On the other hand, its CRM system helps speed up customer KYC and tracks each application. Besides, the dynamic document rule engine ensures that all documents have been collected and digitally checked by the compliance team.

If a loan is sanctioned after due diligence, a BASIC advisor helps with agreement signing and collects all hard copies required by the lender. The entire process hastens the turnaround time and the loan amount is disbursed within 10 working days or 76 working hours. 

To ensure compliance, BASIC has invested in advanced encryption technologies and secure data storage solutions to protect sensitive customer data. It also educates consumers about the benefits of going digital, such as better assistance, quicker loan processing and advantageous mortgage availability.

Trained agents for superior customer service: The fintech’s vast network of agents are trained local experts who ensure a steady business flow by tapping into communities and enhancing customer support by offering personalised services. BASIC selects people from sales, finance, or real estate based on their previous business performances, tech orientation and alignment with its core business values.

Is Affordable Housing Still A Distant Dream In India?

Census 2011 put the number of homeless people in India at 1.7 Mn. It is difficult to peg the current estimates for the lack of data. The number has likely gone up, as India currently has the largest population in the world. 

BASIC is aware of the ground realities, and Monga emphasises the need to make home loans more accessible and affordable if universal housing is to happen in India soon. “We plan to improve technology-based product development and risk-sharing by partnering with more lenders and thus cater to a bigger consumer base,” he added.

While Picus Capital did the initial funding to help launch BASIC Home Loan, Venture Catalysts++ (India’s first multi-stage VC) has been a crucial pillar of support, consistently backing its growth journey, says Monga. The VC firm has already invested $3.5 Mn to grow its business.

“Since its initial funding, it has participated in all our funding rounds. But there’s more to it than providing capital. Its extensive network and industry contacts have accelerated our growth. The angels and the family offices we connected with through VCats++ have provided funds and offered valuable assistance in overcoming challenges along our journey. Many of these investors are seasoned entrepreneurs, offering guidance and insights whenever we have encountered obstacles during our expansion,” the CEO added.
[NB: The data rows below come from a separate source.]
PR #2205, opened 2026-08-24
fix(runtime): classify secret-gate source notation

### LINKED ISSUE #1988: secret gate: dense LaTeX trips high-entropy-token; published RFC test vectors trip hex-credential-token
Two distinct false-positive classes were measured during a large mathematics/cryptography corpus ingest through `knowledge.upsert_atoms`. Both refusals come from the write-path secret gate (`crates/khive-runtime/src/secret_gate.rs`). They fail in different places and want different fixes, so they are reported together but should be evaluated separately.

## Class 1 — `high-entropy-token` fires on dense LaTeX

Measured: 18 of the first 19,738 atoms attempted were refused, all by this one detector, zero other classes. 17 of the 18 sit in the mathematics portion of the corpus — the region with the densest LaTeX bodies. Every masked excerpt in the refusal messages is a LaTeX construct: `\operatorname`, `\lambda`, `H_0^1(`, `K_N(\t`, `\tau_{`, `\exp\l`, `$$d_H^`, `$(\mat`, `\|u_n\`, `[\omeg`.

However, they face the challenge of navigating complex and evolving regulatory landscapes, which can be particularly daunting and costly for fintech brands, especially startups with limited resources.

Nevertheless, the demand for home loans will continue to surge in a country like India, where owning a home remains the cornerstone of financial growth and personal achievement. 

Will BASIC and its ilk emerge as innovative neobanks of the ‘affordable home’ loan sector? For now, the focus is on empowering potential homebuyers with the best possible loan terms, interest rates and associated fees so that they can make informed decisions. But that will not deter them from exploring and developing new mortgage products with built-in benefits for all stakeholders.